Despite pitching in the bullpen through most of the previous two seasons, Adam Warren began the 2015 season in the Yankees' starting rotation. Warren pitched well as a starter, attaining a 5–5 record with a 3.59 ERA over 82.2 innings (14 starts) and striking out 54. On June 29, he was moved back to the bullpen when Iván Nova returned from the DL. Warren earned his first save of the season on July 28, when he pitched three perfect innings to end the Yankees' 21–5 win over the Texas Rangers. Warren was inserted back into the rotation on September 15 following Nathan Eovaldi's season-ending shoulder injury, where he made three more starts to end the season. Warren ended 2014 pitching 131 1/3 innings, the most in his career, with a 7–7 record, 3.29 ERA and 104 strikeouts.

===Chicago Cubs===
On December 8, 2015, the Yankees traded Warren and a player to be named later (Brendan Ryan) to the Chicago Cubs for Starlin Castro. Warren was sent down to Triple-A on June 21, 2016, in order to get stretched out as a starter. He made his lone start of the season on July 6, when he allowed one earned run and struck out six. On July 24, Warren was optioned to the Triple-A Iowa Cubs after posting a 5.91 ERA during the season in 29 games.

===New York Yankees (second stint)===
On July 25, the Cubs traded Warren back to the Yankees along with Billy McKinney, Gleyber Torres, and Rashad Crawford for Aroldis Chapman. With the Yankees, Warren had a 3.26 ERA in 29 appearances. For the 2016 season as a whole, Warren pitched to a 7–4 record and a 4.68 ERA, striking out 52 batters in 65 1/3 innings.

Warren was placed on the 10-day disabled list for the first time in his career on June 16, 2017, with right shoulder inflammation. He was activated on July 4.

===Seattle Mariners===
On July 30, 2018, the Yankees traded Warren to the Seattle Mariners for international signing bonus pool space. He became a free agent following the season.

===San Diego Padres===
On March 1, 2019, Warren signed a one-year contract with the San Diego Padres. The deal included a club option for 2020. Warren spent the majority of the season on the disabled list, being limited to just 25 appearances. He was 4-1 with an ERA of 5.34 in 28 2/3 innings. After suffering a forearm strain in June, Warren underwent Tommy John surgery in September 2019. He became a free agent following the season.

===New York Yankees (third stint)===
On December 18, 2019, Warren inked a minor league contract with the New York Yankees. This marked his third tenure with the team. Warren did not play in a game in 2020 due to his recovery from Tommy John and the cancellation of the minor league season because of the COVID-19 pandemic. On July 17, 2020, the Yankees released Warren from his contract.

On December 15, 2020, Warren signed another minor league contract with the New York Yankees. In 2021, Warren made 38 appearances for the Triple-A Scranton/Wilkes-Barre RailRiders, logging a 4-4 record and 3.59 ERA with 60 strikeouts in 57.2 innings pitched. He elected free agency on November 7, 2021.

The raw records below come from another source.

PR #684, opened 2022-08-23
Enable agent on cli

mueschm:
Add support for the agent to dev and local versions of the CLI. This code modifies the `platform:create` function to allow the agent to be installed as well as still provide the older method of creating a service account whos credentials are used directly.

## Changes
1. Add support for the agent type to the system.
2. Create a service account on the desired cluster
3. Handle the new token required for platforms
4. Refactored some of the logic to be more generic between platforms
5. Small bits of logic have been duplicated to make it easier to deprecate the older method later
6. Updated unit tests + a new one

## Testing
Basic tests `run npm test`. Everything works as intended.
Created an agent platform and installed the applications on a DO cluster.
Created a kuberenetes platform and installed the applications on a DO cluster.


src/commands/platforms/create.ts
```diff
@@ -99,37 +129,34 @@ export default class PlatformCreate extends BaseCommand {
 
     const account = await AccountUtils.getAccount(this.app, flags.account, { account_message: 'Select an account to register the platform with' });
 
-    const platform = await this.createArchitectPlatform(flags);
+    const contexts = await this.setupKubeContext(flags);
```
ryan-cahill, line 132: `contexts` is a pretty vague variable name especially without a named/specified type. Would prefer `kube_contexts` or something

src/commands/platforms/create.ts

On January 19, 2023, after spending the 2022 season out of baseball, Warren announced his retirement from playing, stating that he would be open to coaching opportunities down the road.

==Scouting report==
Warren's fastball averages between 92 and 94 mph. He often features a hard slider and a changeup.

==Personal life==
Warren is married to his wife, Kristen. They reside in Riverview, Florida.